By starting 4 to 6 months before the end of the lock-in period, you can ensure a smooth transition from your existing loan rates to the refinanced new loan rates.
This will allow for enough time to serve the letter of notice to your existing bank and for the new bank to process your refinancing application.
Your mortgage broker will be able to advise you on this.
#2 Possible penalties of your existing home loan
For bank loans, refinancing during the lock-in period will incur a penalty (typically 1 per cent of outstanding loan amount), which will negate any cost-savings. Another possible penalty is a clawback of any legal fee subsidies granted during loan application.
An alternative to refinancing is repricing. Repricing is when you stay with the same bank but change to a new loan package they offer you. While the rates for repricing are usually not as attractive as those for refinancing since you are limited to only one bank, the benefit is that you save on costs.
Instead of legal fees, you only pay for an administrative charge (from $200 to $800) and the processing and paperwork are much simpler. Typically, the repricing applications take about one month to process, much shorter than the usual three months for refinancing.
#3 Costs associated with refinancing
Similar to getting a home loan for the first time, refinancing has its associated fees. You will need to pay for conveyancing fees (around $2000 to $3000) and depending on the bank, you may incur valuation fees (around $700 to $1000).
However, these fees may be subsidised or even fully absorbed by the bank that you are refinancing with. Shop for the best deal as many banks offer legal fee subsidies as part of their refinancing package.
Another point to consider is your plans for your property. If you intend to sell within the next few years, watch out for any penalties associated with sale of property in your new loan package, especially during the lock-in period.
Caveats for HDB loan holders
If you are planning to switch from an HDB loan to a bank loan, it is important to note that once you switch to a bank loan, you cannot switch back to HDB loan for the same property.
Instead of paying a fixed amount for the lifetime of your HDB loan, you will need to manage your bank loan by refinancing or repricing in the future.
In addition to the costs associated with refinancing, there are also other considerations before switching from an HDB loan to a bank loan.
HDB allows you to borrow up to 90 per cent of your property value but banks can only allow you to borrow up to 75 per cent of your property value.
If your loan eligibility has changed or if you have not accumulated enough home equity, taking a bank loan may worsen your cash flow situation.

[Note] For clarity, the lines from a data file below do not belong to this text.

PR #389, opened 2016-10-11
Refactor

garlicnation:
Clean up some logic around loading resources. CSS/js resources that fail to load are now automatically excluded.

### DIFF
--- a/src/bundler.ts
+++ b/src/bundler.ts
@@ -78,6 +78,11 @@ export interface Options {
   stripExcludes?: string[];
 }
 
+class BundledDocument {
+  hiddenDiv: ASTNode;
+  document: ASTNode;
+}
+
 class Bundler {
   basePath?: string;
   addedImports: string[];
@@ -185,21 +190,18 @@ class Bundler {
   /**
    * Inline external scripts <script src="*">
    */
-  inlineScript(
-      docUrl: string,
-      externalScript: ASTNode,
-      importMap: Map<string, Import|null>): ASTNode|undefined {
+  async inlineScript(docUrl: string, externalScript: ASTNode):
+      Promise<ASTNode|undefined> {
     const rawUrl: string = dom5.getAttribute(externalScript, 'src')!;
     const resolvedUrl = urlLib.resolve(docUrl, rawUrl);
-    const script = importMap.get(resolvedUrl);
+    const script = await this.analyzer.analyze(resolvedUrl);
 
-    if (!script || !script.document) {
+    if (!script) {
       return;
     }
 
     // Second argument 'true' tells encodeString to escape <script> tags.
-    const scriptContent =
-        encodeString(script.document.parsedDocument.contents, true);
+    const scriptContent = encodeString(script.parsedDocument.contents, true);
     dom5.removeAttribute(externalScript, 'src');
     dom5.setTextContent(externalScript, scriptContent);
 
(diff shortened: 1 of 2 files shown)


src/bundler.ts
```diff
@@ -483,25 +510,7 @@ class Bundler {
     // feature as a value indicating the inlining of the Import has not yet
     // occurred or a value of null indicating that <link> tags referencing it
     // should be removed from the document.
```
usergenic: This comment should be changed or removed now that variable changed.

src/bundler.ts
```diff
@@ -293,24 +321,23 @@ class Bundler {
...
     }
 
-    // If we've just inlined it or otherwise have seen it before, we can remove
-    // the <link> tag.
-    if (importMap.get(resolvedUrl) === null) {
+    if (reachedImports.has(resolvedUrl)) {
       dom5.remove(htmlImport);
     }
 
     // If we've never seen this import before, lets put it on the map as null so
```
usergenic: Change to
> If we've never seen this import before, lets add it to the set so we will deduplicate if we encounter it again.

src/bundler.ts
```diff
@@ -293,24 +321,23 @@ class Bundler {
...
 
       astUtils.insertAllBefore(importParent, htmlImport, importDoc.childNodes!);
     }
 
-    // If we've just inlined it or otherwise have seen it before, we can remove
-    // the <link> tag.
-    if (importMap.get(resolvedUrl) === null) {
+    if (reachedImports.has(resolvedUrl)) {
       dom5.remove(htmlImport);
     }
```
usergenic: Should the following `if (!reachedImports.has(resolvedUrl)` maybe be converted to an else clause of this if statement?

src/bundler.ts
```diff
@@ -542,10 +551,8 @@ class Bundler {
             newUrl, 'html-import', importDoc, undefined, undefined, newNode, [
             ]);
```
usergenic: I don't think this `const im = new Import` thing needs to exist anymore...?

src/bundler.ts
```diff
@@ -568,32 +575,35 @@ class Bundler {
       }
     });
 
+    const reachedImports = new Set<UrlString>([url]);
+
     // Inline all HTML Imports.  (The inlineHtmlImport method will discern how
     // to handle them based on the state of the importMap.)
```
usergenic: Fix comment; importMap no longer a thing.

usergenic:
I meant to submit as "Request Changes" but I don't see an undo for that on Github.  Most of the issues are minor so keeping this as LGTM is fine-- just have a look at the comments I made.

src/bundler.ts
garlicnation: Done.

src/bundler.ts
garlicnation: Done.

src/bundler.ts
garlicnation: Done.

src/bundler.ts

src/bundler.ts
garlicnation: Done.

src/bundler.ts
```diff
@@ -243,33 +254,50 @@ class Bundler {
...
-    //   dom5.setAttribute(htmlImport, 'href', bundleUrl);
-    // }
+    if (!bundleUrl) {
+      if (reachedImports.has(resolvedUrl)) {
+        dom5.remove(htmlImport);
+        return;
+      } else {
+        reachedImports.add(resolvedUrl);
+      }
+      // dom5.remove(htmlImport);
```
usergenic: remove commented-out code.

Additionally, bank loans typically would charge an early prepayment penalty while there is no penalty for HDB loans. Thus, people who want to pay off their loans early will have to reconsider or look for loan packages that allow for partial early repayments.
While the current environment of lower interest rates makes refinancing an attractive option, it is important to evaluate the cost savings and your current and future plans before committing to a new loan.